I guess what I'm inching toward is the question of the limits of knowledge about ancient, medieval, and modern (and post-modern) Yoga.

From social and historical viewpoints it seems that our knowledge is often limited to existing texts — often written on banana leaves and, what's critical, supplemental or auxiliary to oral transmission.

This reminds me of that story (a Calvino story?) of the man looking for lost house-keys under a streetlamp in front of his house.

A passerby helps the man search. The two search on their hands and knees for an hour, but to no avail. The passerby finally asks, "Well, where did you last see your keys?"

The man points toward his darkened doorway.

"Why are you looking out here on the street?"

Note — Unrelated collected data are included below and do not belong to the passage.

PR #69, opened 2018-08-13
User form editing

Hyperkid123:
Modification to RbacUserForm component which enable editing some user.

### Adding user
add `newRecord` prop to component to signal adding

### Editing
add `initialValues` prop to edit some user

"Because," says the man, "this is where the light is."

Again, in Black Swan, Taleb mentions a line in Will Durant's The Story of Civilization in which the Phoenicians are described as a "merchant race" due to the absence of a written legacy; it turns out that the Phoenicians wrote prodigiously — only they used a highly perishable type of papyrus that did not weather the passage of time.

The parallels between banana leaves and papyrus, as well as the limits of certain kinds of knowledge, seems to me rather striking. 

Also, I am noting a circular web of references and citations. Yet if we're all citing, for example, White's The Alchemical Body, and no one has scrutinized his scholarship, how are we not building a house of cards? 

There are, however, many heat-rocking mega-bangers of articles in Yoga in the Modern World.